Yargıtay Kararı 17. Hukuk Dairesi 2015/6581 E. 2015/10066 K. 01.10.2015 T.

YARGITAY KARARI
DAİRE : 17. Hukuk Dairesi
ESAS NO : 2015/6581
KARAR NO : 2015/10066
KARAR TARİHİ : 01.10.2015

MAHKEMESİ : Ankara 15. Asliye Hukuk Mahkemesi
TARİHİ : 23/12/2014
NUMARASI : 2014/91-2014/796

Taraflar arasındaki tazminat davasının yapılan yargılaması sonunda; kararda yazılı nedenlerden dolayı davanın kısmen kabulüne dair verilen hükmün süresi içinde davacı vekili ve davalı vekili tarafından temyiz edilmesi üzerine dosya incelendi, gereği düşünüldü:
-K A R A R-
Davacı vekili; müvekkiline ait belediye otobüsünün seyir halinde iken davalı kuruma ait rögar kapağına çarpması sonucu meydana gelen trafik kazasında seyir halinde olan diğer belediye otobüsünün hasarlandığını, kaza sebebiyle gelirden yoksun kaldıklarını, kazanın meydana gelmesinde davalı kurumun 6/8 oranında kusurlu olduğunu belirterek kusur oranına göre 12.098,02 TL tazminatın kaza tarihinden itibaren işleyecek yasal faiziyle birlikte davalıdan tahsilini talep etmiştir.

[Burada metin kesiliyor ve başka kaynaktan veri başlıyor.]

Issue #797, opened 2018-05-01
Dev Poor Performance | queries


dje04001:
tried to search for a specific passenger by last name, query never returned expected results. Likely caused by incomplete pax tag ID.

Issue #786, opened 2018-04-10
PNR Loader | association and save profiling


dje04001:

svempati2006:
Can you elaborate what needs to be done  under (association and save profiling)?

dje04001:
Sure thing. Profiling each individual step to identify what exactly is taking the most time, and which steps can be improved. Jon said that the association and saving steps are taking the most time, and that there may be a more efficient way to associate passengers with flights.

PR #2057, opened 2021-06-01
Fix/lookup data updates

gtasautumn:
Fixes frontend bug [#797](https://github.com/US-CBP/GTAS-UI/issues/797) and [#786](https://github.com/US-CBP/GTAS-UI/issues/786)

Updates country and airport codes to correct missing country data in the airport dataset. DB scripts only, no code. 

## To setup locally
Because the iata codes for airports aren't guaranteed unique, we reliably can't do insert/insert ignore with the code as the unique key if you have modified your data. We likewise can't rely on the id field as identifiers because those values change in the non-restore tables if you've done a restoreAll.

You can either rebuild your DB from scratch or 

For countries:
1. run the country script /scripts/db/2.0/lookupDataUpdates.sql
2. in code editor, click **restore all** for countries. 

If you run into issues, you can do a full table restore:
1. disable the FK in country_and_organization 
2. truncate country and country_restore 
3. run the country insert script /gtas-commons/src/main/resources/sql/country.sql

For Airports, just do the full restore:
1. Truncate your airport and airport_restore tables
2. Run the Airport data insert script /gtas-commons/src/main/resources/sql/airports.sql

Once you have updated the codes, you may see duplicates in the code editor that are not reflected in your database. This is likely because of the way we handle duplicates in your local indexeddb. To resolve it:
1. Open Dev tools in tab running gtas
2. Under Application > Storage > IndexedDB > LookupDb, click Delete Database
3. Close the browser tab and login again in a new tab

image

## To Test
Go to countries in code editor and 
1. verify there are now entries for iso3 codes CUW, BES, SXM
2. under Airports, sort the data by country asc and desc and verify that there are no nulls for country


kasimhelil (approved):
looks good to me

Issue #807, opened 2018-05-25
Scheduler Compression Job | Frequent Flyer Numbers, Credit Card


dje04001:

originalname51:
Compression job removed, cc and ffn are linked to flight now.

PR #2062, opened 2021-06-16
Added pos/neg feedback loop for POE

### LINKED ISSUE #806: jobScheduler.properties | max number of files
We should never set this to 5. This killed the demo today.

tjwdev:
-Adjusted positive/negative to be immune to inactivity/demoted check
-added new elements to udrlistelement to include new count

fixes #806 and #807 on GTAS-UI side.


gtasautumn (approved):
we should try to make the count fetches more efficient if possible, (we now have 3 and the 2 new ones make the exact same call twice that could be made once with a param collection) but there is an upcoming ticket to expand this functionality that could make that issue obe anyway. Merging it as is.

PR #2063, opened 2021-06-29
Added new fields to attachmentVo

tjwdev:
Fixes frontend [570](https://github.com/US-CBP/GTAS-UI/issues/570)

-passing new fileSize and createdAt dates for view on attachments
Has sister PR [837](https://github.com/US-CBP/GTAS-UI/pull/837) on GTAS front end

### DIFF
--- a/gtas-parent/gtas-commons/src/main/java/gov/gtas/vo/passenger/AttachmentVo.java
+++ b/gtas-parent/gtas-commons/src/main/java/gov/gtas/vo/passenger/AttachmentVo.java
@@ -10,7 +10,16 @@ public class AttachmentVo {
 	private String filename;
 	private byte[] content;
 	private String contentType;
-	private Date created;
+	private Date createdAt;
+	private float fileSize;
+
+	public float getFileSize() {
+		return fileSize;
+	}
+
+	public void setFileSize(float fileSize) {
+		this.fileSize = fileSize;
+	}
 
 	public Long getId() {
 		return id;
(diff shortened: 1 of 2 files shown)


gtas-parent/gtas-webapp/src/main/java/gov/gtas/controller/UploadController.java
```diff
@@ -183,6 +183,8 @@ private void storeAttachmentToPassenger(MultipartFile file, String desc, String
 			attVo.setContentType(a.getContentType());
 			attVo.setDescription(a.getDescription());
 			attVo.setFilename(a.getFilename());
+			attVo.setCreatedAt(a.getCreatedAt());
+			attVo.setFileSize((a.getContent().getBytes(1, (int) a.getContent().length()).length)/1024);
```
gtasautumn, line 187: We are converting to KB automatically here, which is different than the conversion displayed in the attachment modal on the frontend. Here if I upload a file under 1kb or over a meg, the modal shows the size dynamically:
image

But on the grid, its always in KB because the backend is forcing a single format on us, and it rounds sizes under 1 KB to 0, which is incorrect:
image

We already have a util (formatBytes) on the front end which is handling conversions nicely, so we should return the size in bytes here and handle the conversions frontend for consistency.

gtasautumn (changes requested):
see comments

gtas-parent/gtas-commons/src/main/java/gov/gtas/vo/passenger/AttachmentVo.java
```diff
@@ -10,7 +10,16 @@
 	private String filename;
 	private byte[] content;
 	private String contentType;
-	private Date created;
+	private Date createdAt;
```
gtasautumn, line 13: We also need `Created By` here

gtasautumn (approved):
looks good

PR #2064, opened 2021-06-29
Refactored part of flighthistory request

tjwdev:
-Removed erroneous fields from booking detail history
-Adjusted query to consider a date recall limit on how far the history reaches (set to 1 year tentatively), also considers flight direction.
-added datetime to history call to pass to new query


gtas-parent/gtas-commons/src/main/java/gov/gtas/repository/BookingDetailRepository.java
```diff
@@ -22,10 +22,15 @@
 	@Query("SELECT pax FROM Passenger pax " + "left join fetch pax.passengerDetails  "
 			+ "left join fetch pax.bookingDetails "
 			+ "left join fetch pax.passengerTripDetails "
-			+ "left join fetch pax.flight "
-			+ "WHERE pax.id IN ("
+			+ "left join fetch pax.flight f "
+			+ "left join fetch f.mutableFlightDetails mf "
+			+ "WHERE (f.direction = 'O' AND mf.etd > :dateLimit) "
+			+ "OR (f.direction ='I' AND mf.eta > :dateLimit ) "
+			+ "OR (f.direction = 'A' AND (mf.etd > :dateLimit "
```
originalname51, line 29: f.direction of 'C' is not in place here.

PR #2075, opened 2021-08-16
Add horizontal loading.

originalname51:
Update GTAS to allow for horizontal loading, instead of just vertical.
Break out loading logic into loader workers.
Keep scheduler as the mediator and first point of contact for all
messages.
It is critical that GTAS only process a flight on a single thread across
all loaders. The scheduler is responsible for ensuring all loader
workers have access to different flights, and none are being worked at
the same time.


docker-compose.yml
```diff
@@ -109,7 +109,38 @@ services:
     environment:
       KB_LIST: UDR Knowledge Base_1,WL_Knowledge_Base_3,WL_Knowledge_Base_2,WL_Knowledge_Base_1
       INBOUND_QUEUE: RULE_RUNNER_1
-      OUTBOUND_QUEUE: GTAS_RULE_ENGINE
+      OUTBOUND_QUEUE: GTAS_RULE_ENSGINE
```
originalname51, line 112: appears to be misspelled

gtas-parent/gtas-commons/src/main/resources/default.application.properties
```diff
@@ -254,13 +254,15 @@ admin.list.of.integers=1
 #Additional Processing
 additional.processing.enabled.raw=false
 additional.processing.enabled.rules=false
-additional.processing.enabled.passenger=false
+additional.processing.enabled.passenger=true
```
originalname51, line 257: set to false

simbamarufu1:
LGTM

PR #2076, opened 2021-08-20
Refactor logic related to misplaced passwords

simbamarufu1:


originalname51 (approved):
We may want to consider deprecating or updating the fetchUser method in the future.

PR #225, opened 2023-08-12
test: python 3.12

tlambert03:
(good work numpy folks on dropping distutils!)


tlambert03:
working, except for compiled versions, which might have something to do with qt?

tlambert03:
https://github.com/python/mypy/issues/15277

PR #228, opened 2023-08-14
fix: fix signature inspection on debounced/throttled, update typing and wrapped

tlambert03:
in [mypyc's words](https://mypyc.readthedocs.io/en/latest/differences_from_python.html#introspection): "`inspect.signature` chokes on compiled functions"... which is a bummer for throttled/debounced if we're going to use them as callbacks (which is their main goal).

This PR fixes https://github.com/napari/napari/issues/6149#issuecomment-1678081559 by telling inspect.signature how to get to the wrapped function.  I think it should be good enough, but if more problems arise, we can just skip mypyc compilation on these modules.

cc @andy-sweet

*edit*: i just decided not to compile that module for now.

### DIFF
--- a/src/psygnal/_throttler.py
+++ b/src/psygnal/_throttler.py
@@ -32,7 +32,7 @@ class _ThrottlerBase:
 
         # this mimics what functools.wraps does, but avoids __dict__ usage and other
         # things that won't work with mypyc... HOWEVER, most of these dynamic
-        # assignments won't work in mypyc anyway
+        # assignments won't work in mypyc anyway (they just do nothing.)
         self.__module__: str = getattr(func, "__module__", "")
         self.__name__: str = getattr(func, "__name__", "")
         self.__qualname__: str = getattr(func, "__qualname__", "")
--- a/src/psygnal/_throttler.py
+++ b/src/psygnal/_throttler.py
@@ -1,9 +1,12 @@
 from __future__ import annotations
 
 from threading import Timer
-from typing import Any, Callable
+from typing import TYPE_CHECKING, Any, Callable
 
 from typing_extensions import Literal
+
+if TYPE_CHECKING:
+    import inspect
 
 Kind = Literal["throttler", "debouncer"]
 EmissionPolicy = Literal["trailing", "leading"]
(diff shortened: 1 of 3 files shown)


src/psygnal/_throttler.py
```diff
@@ -27,9 +30,18 @@ def __init__(
         self._args: tuple[Any, ...] = ()
         self._kwargs: dict[str, Any] = {}
 
+        # this mimics what functools.wraps does, but avoids __dict__ usage and other
+        # things that won't work with mypyc... HOWEVER, most of these dynamic
```
andy-sweet, line 34: By won't work, I guess you mean that mypyc will just ignore these? But won't error?

tests/test_throttler.py
```diff
@@ -79,3 +83,30 @@ def test_flush() -> None:
...
+    # make sure we can still inspect the signature
+    assert signature(f1).parameters["x"] == Parameter(
+        "x", Parameter.POSITIONAL_OR_KEYWORD, annotation=int
+    )
+
+    # make sure these are connectable
+    sig = SignalInstance((int, int, int))
+    sig.connect(f1)
+    sig.emit(1, 2, 3)
+    time.sleep(0.1)
```
andy-sweet, line 106: Always sad to see hopeful sleeps in tests, but I guess there's no equivalent of `pytest.waitSignal` in psygnal? Doesn't block this PR, as there are other tests with similar. Let me know if you'd be interested in having something like `waitSignal` and I could attempt a crude implementation.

Davalı vekili; davanın idari yargıda görülmesi gerektiğini, husumet itirazları olduğunu ve kusurlarının bulunmadığını belirterek davanın reddini talep etmiştir.

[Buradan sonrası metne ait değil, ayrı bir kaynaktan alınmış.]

PR #234, opened 2023-09-16
fix: emission of events from root validators and extraneous emission of dependent fields

### LINKED ISSUE #233: EventedModel does not emit events for all value changes in a root validator
* psygnal version: `main` at the time of writing (a4a3348fb6f81c3aeefc8a1c723360c9a26db23e)
* Python version: 3.7.16
* Operating System: macOS (Intel x86-64)

### Description

When I define an `EventedModel` with a root validator that coerces some field values based on others, changes in derived/constrained values do not trigger events to be emitted.

Coming here from [an issue on napari](https://github.com/napari/napari/pull/4819#issuecomment-1703093535) where similar problems with its similar `EventedModel` cause problems for `Dims`. No fix for that yet.

### What I Did

Here's the simplest and also somewhat artificial reproducer I could write, where a model has two ints (`x` and `y`) and the root validator ensures `x >= y`.

```python
from pydantic import root_validator

class Model(EventedModel):
    x: int
    y: int

    class Config:
        validate_assignment = True

    @root_validator
    def check(cls, values):
        x = values['x']
        if values['y'] > x:
            values['y'] = x
        return values

m = Model(x=2, y=1)
m.events.x.connect(lambda x: print(f'x is now {x}'))
m.events.y.connect(lambda y: print(f'y is now {y}'))
print(m)  # => Model(x=2, y=1)
m.x = 0   # x change is printed, but not y
print(m)  # => Model(x=0, y=0)
```

I think this is a bug because I'd expect the change in `y` to emit an event.

### Thoughts

I'm not sure this is a critical bug because I've at least had half-baked thoughts about alternatives/workarounds (e.g. define `x` and `y` as properties and then use `property_dependencies`). Taking that half-baked idea a little further, does it make any sense to allow `property_dependencies` to include `fields` as well as properties?

Other ideas/workarounds are welcome!

tlambert03:
fixes #233 

@andy-sweet, this implements option number 2 from https://github.com/pyapp-kit/psygnal/issues/233#issuecomment-1722301583

- `property_dependencies` can include any field names ... not just property setters
- values of dependents are checked before and after setting and events are only emitted if necessary

### DIFF
--- a/.github/workflows/benchmark.yml
+++ b/.github/workflows/benchmark.yml
@@ -21,7 +21,7 @@ jobs:
       run:
         shell: bash -l {0}
     steps:
-      - uses: actions/checkout@v3
+      - uses: actions/checkout@v4
         with:
           fetch-depth: 0
       - uses: conda-incubator/setup-miniconda@v2
--- a/.github/workflows/pypi.yml
+++ b/.github/workflows/pypi.yml
@@ -14,7 +14,7 @@ jobs:
     runs-on: ubuntu-latest
 
     steps:
-      - uses: actions/checkout@v3
+      - uses: actions/checkout@v4
         with:
           fetch-depth: 0
 
@@ -60,7 +60,7 @@ jobs:
             macos_arch: "arm64"
 
     steps:
-      - uses: actions/checkout@v3
+      - uses: actions/checkout@v4
         with:
           fetch-depth: 0
 
--- a/.github/workflows/test.yml
+++ b/.github/workflows/test.yml
@@ -16,7 +16,7 @@ jobs:
     name: Check Manifest
     runs-on: ubuntu-latest
     steps:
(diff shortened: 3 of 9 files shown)


andy-sweet (approved):
Looks good to me. Thanks for the fast fix. Just made a couple of nit-picking comments on implementation comment naming, which are optional.

andy-sweet:
As discussed in #233, it probably also makes sense to rename `property_dependencies` with this solution. That doesn't have to happen in this PR, but there should be an issue to track it if this is merged without.

tlambert03:
agreed, did you have a thought on the exact name?  As mentioned over there:

> I like `dependencies`, but since the namespace is shared with all the other pydantic stuff, perhaps `event_dependencies` is safer/clearer? or do you like `field_dependencies` better than `event_dependencies`?

PR #255, opened 2024-01-25
fix: add and fix copy operators

### LINKED ISSUE #254: Copy operator of evented sets lead to sharing inner structures between copies
### Original issue
https://github.com/napari/napari/issues/6620

### Description

When debugging linked issue, I noticed that `copu` of `pysygnal.containers.Selection` shares internal structures with the original one. As I understand the code of the copy operator, it does only shallow copy of internal structures. 

https://github.com/pyapp-kit/psygnal/blob/b0d2057025e6b8b9facc0210d01222bfdc356a8a/src/psygnal/containers/_evented_set.py#L92-L95

There is any reason to not implement copy as:

```
    def __copy__(self: _Cls) -> _Cls:
        return self.copy()
```

Where `copy()` is implemented as:

https://github.com/pyapp-kit/psygnal/blob/b0d2057025e6b8b9facc0210d01222bfdc356a8a/src/psygnal/containers/_evented_set.py#L97-L98

Current copy may also copy callbacks connected to signals.

Czaki:
closes #254

This PR fixes copy of EventedSet and add copy operator to EventedList and EventedDic.

### DIFF
--- a/src/psygnal/containers/_evented_dict.py
+++ b/src/psygnal/containers/_evented_dict.py
@@ -1,13 +1,12 @@
 """Dict that emits events when altered."""
+from __future__ import annotations
 
 from typing import (
     TYPE_CHECKING,
-    Dict,
     Iterable,
     Iterator,
     Mapping,
     MutableMapping,
-    Optional,
     Sequence,
     Tuple,
     Type,
@@ -42,13 +41,13 @@ class TypedMutableMapping(MutableMapping[_K, _V]):
 
     def __init__(
         self,
-        data: Optional[DictArg] = None,
+        data: DictArg | None = None,
         *,
         basetype: TypeOrSequenceOfTypes = (),
         **kwargs: _V,
     ):
-        self._dict: Dict[_K, _V] = {}
-        self._basetypes: Tuple[Type[_V], ...] = (
+        self._dict: dict[_K, _V] = {}
+        self._basetypes: tuple[type[_V], ...] = (
             tuple(basetype) if isinstance(basetype, Sequence) else (basetype,)
         )
         self.update({} if data is None else data, **kwargs)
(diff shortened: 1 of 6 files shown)


src/psygnal/containers/_evented_dict.py
```diff
@@ -76,19 +77,20 @@ def _type_check(self, value: _V) -> _V:
...
-    ) -> "TypedMutableMapping[_K, _V]":
+    def __newlike__(self: _Cls, mapping: MutableMapping[_K, _V]) -> _Cls:
         new = self.__class__()
         # separating this allows subclasses to omit these from their `__init__`
         new._basetypes = self._basetypes
         new.update(mapping)
         return new
 
-    def copy(self) -> "TypedMutableMapping[_K, _V]":
+    def copy(self: _Cls) -> _Cls:
```
tlambert03, line 87: not necessary if you don't want to but i think this is where `typing.Self` is useful?
https://docs.python.org/3/library/typing.html#typing.Self

Czaki: `typing.Self` is available since python 3.11. I know that it is available from `typing_extensions`. But I remember some problems. Especially when psygnal support python 3.7

tlambert03: it would go in the `if TYPE_CHECKING` section.  psygnal supports 3.7 at runtime, but not for type checking.  We  use *many* recent typing constructs (including `ParamSpec`) that are only supported in later versions of python, so as long as you restrict your import to `TYPE_CHECKING` it's fine

Czaki: Changed

tlambert03 (approved):
thanks again

PR #260, opened 2024-02-01
Name conflict in SignalGroup

getzze:
* psygnal version: 0.9.5
* Python version: 3.11

### Description

I created an Evented Dataclass with private field names in conflict with the attributes of the `SignalInstance` class.
This resulted in an AttributeError. The bug comes from a name conflicts inside `SignalGroup`.

I tried an easy solution to avoid name conflict, by allowing to set a suffix for the signal names.

### What I Did

```python
from typing import ClassVar
from attrs import define, field
from psygnal import SignalGroupDescriptor, Signal, SignalGroup

# Evented Dataclass error
@define
class Test:
    events: ClassVar[SignalGroupDescriptor] = SignalGroupDescriptor()

    _name: str = field(default="name")
#    _args_queue: int = field(default=1)
#    _instance: int = field(default=1)
    age: int = field(default=1)

m = Test()
m.events  # -> AttributeError: 'str' object has no attribute 'connect'

# SignalGroup error
class Events(SignalGroup):
    sig1 = Signal(int)
    _name = Signal(int)

events = Events()  # ->  AttributeError: 'str' object has no attribute 'connect'

# With this PR
@define
class Test:
    events: ClassVar[SignalGroupDescriptor] = SignalGroupDescriptor(signal_suffix="_changed")

    _name: str = field(default="name")
    _args_queue: int = field(default=1)
    _instance: int = field(default=1)
    age: int = field(default=1)

m = Test()
@m.events.connect
    field_name = info.signal.name.removesuffix("_changed")
    print(f"signal {info.signal.name!r} emitted because the field {field_name!r} changed: {info.args}")

m._name = "new" 
# >> signal '_name_changed' emitted because the field '_name' changed: ('new', 'name')'_name_changed' changed to ('new', 'name')

```

### DIFF
--- a/src/psygnal/_evented_decorator.py
+++ b/src/psygnal/_evented_decorator.py
@@ -32,6 +32,7 @@ def evented(
     equality_operators: Optional[Dict[str, EqOperator]] = None,
     warn_on_no_fields: bool = ...,
     cache_on_instance: bool = ...,
+    signal_suffix: str = ...,
 ) -> T:
     ...
 
@@ -44,6 +45,7 @@ def evented(
     equality_operators: Optional[Dict[str, EqOperator]] = None,
     warn_on_no_fields: bool = ...,
     cache_on_instance: bool = ...,
+    signal_suffix: str = ...,
 ) -> Callable[[T], T]:
     ...
 
@@ -55,6 +57,7 @@ def evented(
     equality_operators: Optional[Dict[str, EqOperator]] = None,
     warn_on_no_fields: bool = True,
     cache_on_instance: bool = True,
+    signal_suffix: str = "",
 ) -> Union[Callable[[T], T], T]:
     """A decorator to add events to a dataclass.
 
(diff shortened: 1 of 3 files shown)


getzze:
I tried modifying SignalGroup to store the SignalInstance's in a `signal_instances` dict instead but I didn't manage to make it work, also `self.events.field` was not working anymore.

So I made this minimal change instead.

getzze:
Ok, now we make sure that the `signal` variable in `_setattr_and_emit_` is really a `SignalInstance` and not a str or whatever if we catch an attribute of SignalInstance whose name conflicts with the field name.

I also added another keyword argument to convert private fields to alias or skip them, so it solves #261.

getzze:
I reverted the stuff about private fields as it is not related to the problem of this PR

getzze:
Nice!
I think 3 would be best, it gives more flexibility. But the most important is 2, otherwise everything is totally messed up.
I think the way Signal are attached to SignalGroup should be changed:
- the signals should be stored in a protected attribute, like `__signal_instances`, in SignalGroup instances.
- normal attributes inherited from SignalInstance stay in `__dict__`
- SignalGroup has 2 methods: 
* `get_signal` to return the SignalInstance associated with the name.
* `get_safe_attr` to return the normal attribute from SignalInstance.
- we overwrite `__getattr__` to look if the name was found in `__signal_instances` first, and return it. Otherwise return the normal attribute.
Like this we can get the signals and the normal attributes safely, and `self.events.x` will return the signal also.


I don't know what you think about it.

getzze:
Maybe it was not very clear, but I also meant that in `__init_subclasses` the Signals should be deleted from the `__dict__` of the class.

Mahkemece; bozma ilamına uyularak iddia, savunma, toplanan kanıtlara ve benimsenen bilirkişi raporuna göre; davanın kısmen kabulü ile 1.533,26 TL gelir yoksunluk zararının kaza tarihinden itibaren işleyecek yasal faiziyle birlikte davalıdan tahsiline, bozmadan önce araç hasarı için hükmedilen 8.468,61 TL hakkında karar kesinleştiğinden yeniden hesap yapılması gerekmediğine karar verilmiş; hüküm, davacı vekili ve davalı vekili tarafından temyiz etmiştir.

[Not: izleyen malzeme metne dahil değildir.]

PR #262, opened 2024-02-02
fix: avoid name conflicts (option 2) use __get__ directly to create signal instances

tlambert03:
alternative to #260, for discussion

### DIFF
--- a/src/psygnal/_group.py
+++ b/src/psygnal/_group.py
@@ -113,7 +113,7 @@ class SignalGroup(SignalInstance):
             name=name or self.__class__.__name__,
         )
         self._sig_was_blocked: dict[str, bool] = {}
-        for _, sig in self.signals.items():
+        for sig in self.signals.values():
             sig.connect(self._slot_relay, check_nargs=False, check_types=False)
 
     def __len__(self) -> int:
@@ -122,7 +122,19 @@ class SignalGroup(SignalInstance):
     @property
     def signals(self) -> dict[str, SignalInstance]:
         """Return {name -> SignalInstance} map of all signal instances in this group."""
-        return {n: getattr(self, n) for n in type(self)._signals_}
+        # Here we convert all of the `Signal`s defined at the class level
+        # into `SignalInstance`.
+        # (these signals were previously collected in `__init_subclass__`)
+        # However, it's a bit more complicated in order to avoid name conflicts.
+        # Rather than using the normal descritor protocol with `getattr(self, name)`,
+        # we *directly* use the `__get__` method of the descriptor, just in case
+        # the signal name conflicts with a method or attribute on this SignalGroup.
+        # this means that signal names will always take priority over other attributes
+        # in a signal group
+        cls = type(self)
+        return {
+            name: signal.__get__(self, cls) for name, signal in cls._signals_.items()
+        }
 
     @classmethod
     def is_uniform(cls) -> bool:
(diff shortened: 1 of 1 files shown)


getzze:
Follow up on https://github.com/pyapp-kit/psygnal/pull/260#issuecomment-1924467493 
This first idea I had would be too complicated to implement I think because we need to mess with `__getattribute__` and it's very error prone. So I was thinking that `SignalGroup` could be a container class instead.

Positive:
* it would really minimize the name conflicts, we could even track the potential conflicts and raise an error so it would be completely conflict-free!
* this redesign would make it easier to call nested signals, e.g. defining `__getitem__`, with `events["foo.sig"]`

Negative
* writing `events.connect` would be longer, `events.agg.connect`
* it would need a big rewrite, although we could create a new class, for instance `SignalContainer`, and do not touch `SignalGroup` so people could choose to use one or the other.


```python
# Rough implementation, I have to figure out the exact layout because of the descriptors

class SignalAggInstance(SignalInstance):
    def _slot_relay(self, *args: Any) -> None:
        pass

    ...


class SignalAgg(Signal):
    _signal_instance_class: SignalAggInstance

# Container for Signal descriptors
class SignalList:
    pass


class SignalContainer:
    _agg_: ClassVar[SignalAgg]
    _signals_: ClassVar[SignalList]
    _uniform_: ClassVar[bool] = False
    _signal_aliases_: ClassVar[Mapping[str, str | None]]

    def __init_subclass__(
        cls,
        strict: bool = False,
        signal_aliases: Mapping[str, str] = {},
    ) -> None:
        """Finds all Signal instances on the class and add them to `cls._signals_`."""
        all_signals = {}
        for k in dir(cls):
            v = getattr(cls, k)
            if isinstance(v, Signal):
                all_signals[k] = v
                # delete from dir
                delattr(cls, k)

        cls._signals_ = type(f"{cls.__name__}List", (SignalList, ), all_signals)

        cls._uniform_ = _is_uniform(cls._signals_.values())
        if strict and not cls._uniform_:
            raise TypeError(
            )

        cls._signal_aliases_ = {**signal_aliases}

        # Create aggregated signal
        cls._agg_ = Signal(...)

        return super().__init_subclass__()

    def __init__(self):
        self.__agg__attribute_name__ == "agg"
        for k, v in self._signal_aliases_.items():
            if v == "__agg__":
                self.__agg__attribute_name__ == k
                break

    def get_aggregated_signals(self):
        return self._agg_

    def get_signal(self, name: str):
        return getattr(self._signals_, name, None)

    def __getattr__(self, name: str, owner):
        sig = self.get_signal(name)
        if isinstance(sig, SignalInstance):
            return sig
        if name == self.__agg__attribute_name__:
            return self.get_aggregated_signals()
        raise AttributeError


class Events(SignalContainer):
    sig1 = Signal(str)
    sig2 = Signal(str)

events = Events()

def some_callback(record):
    record.signal  # the SignalInstance that emitted
    record.args    # the args that were emitted

events.agg.connect(some_callback)
events.sig1.connect(print)
events.sig2.connect(print)

```

tlambert03:
i can *definitely* see the merit of deprecating/breaking the pattern of using the `SignalGroup` itself as a subclass, and instead requiring a more explicit `events.agg.connect` when you specifically want to listen for any event in the group.  I think that could be well worth the trouble, so I'm very open to it.

Given the size of the change, I will want to ping some interested parties.  I think napari is moving towards fully swapping out their events with psygnal, and we'll want to involve some of them as well.  

So, consider me enthused and intrigued, but will need more time to go through these proposals, summarize them, and get opinions.  Thanks again for you all your time!

getzze:
One thing that could be done as a quick fix also is defining the `__set__` method for `Signal` to make it a data descriptor.
Then it gets precedence over normal attributes. Like this it raises an early error so it's easier to understand the problem and debug:
https://docs.python.org/3/howto/descriptor.html#descriptor-protocol


```python
class Signal:
    ...

    def __set__(self, instance: Any, value: Any) -> None:
        """Define __set__ to make it a data descriptor.

        A data descriptor takes precedence over normal attributes with the same name.
        """
        raise AttributeError(
            f"Setting SignalInstance {self._name!r} to a new value is not allowed.\n"
            f"Maybe the signal name conflicts with an attribute of {type(instance)}"
        )
    ...

```

tlambert03:
closing this in favor of #269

Mahkemece bozma ilamından önce verilen ilk kararda araç hasarı ve gelir yoksunluğu yönünden hüküm kurulmuş olup bozma ilamıyla sadece gelir yoksunluğu yönünden karar bozulmuştur. Araç hasarı yönünden verilen hüküm ise Daire tarafından bozulmayarak kesinleşmiştir. Mahkemece daha sonra bozma ilamına uyulmuş ve gelir yoksunluğu yönünden karar verilmiştir.
6100 Sayılı HMK’nun geçici 3/2. maddesi delaletiyle 1086 sayılı HUMK’nun 427. maddesinde öngörülen kesinlik sınırı 01.01.2014 tarihinden itibaren 1.890,00 TL’ye çıkarılmıştır.
Temyize konu kararda davanın kısmen kabulüyle gelir yoksunluğu yönünden davacı lehine 1.533,26 TL’ye hükmedilmiştir. Davacı tarafında ise 2.706,94 TL gelir yoksunluğu olduğu idda edilmiştir. Karara karşı davacı vekili ve davalı vekili temyiz talebinde bulunmuştur.
Temyize konu karar anılan yasanın yürürlüğünden sonra verildiğinden, verilen karar kabul ve red edilen miktar itibariyle her iki taraf yönünden kesin niteliktedir. Kesin olan kararların temyiz istemleri hakkında mahkemece bir karar verilebileceği gibi, 01.06.1990 gün 3/4 sayılı İçtihadı Birleştirme Kararı uyarınca Yargıtay’ca da temyiz isteminin reddine karar verilebileceğinden davacı vekili ve davalı vekilinin temyiz dilekçesinin reddine karar vermek gerekmiştir.
SONUÇ: Yukarıda açıklanan nedenlerle davacı vekili ve davalı vekilinin temyiz dilekçesinin hükmün taraflar yönünden kesin olması nedeniyle REDDİNE, peşin alınan harcın istek halinde temyiz eden davacı ve davalıya geri verilmesine, 01.10.2015 gününde oybirliğiyle karar verildi.